Task objective. Which lines in the listing below contain the word "with"? Copy each one.

(Source material begins)

PR #172, opened 2024-11-01
Implement alternating division schemes between adjacent hexahedra and wedges

### LINKED ISSUE #168: Source mesh total source strength scaling incorrectly with mesh discretization
The expected scaling behavior for total source strength (sum of `SourceMesh.strengths`) with increasing mesh discretization is asymptotic. One would expect that with finer discretization, total source strength would approach some singular value (hopefully, the true value).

(Source material ends)

The completed task.
### LINKED ISSUE #168: Source mesh total source strength scaling incorrectly with mesh discretization
The expected scaling behavior for total source strength (sum of `SourceMesh.strengths`) with increasing mesh discretization is asymptotic. One would expect that with finer discretization, total source strength would approach some singular value (hopefully, the true value).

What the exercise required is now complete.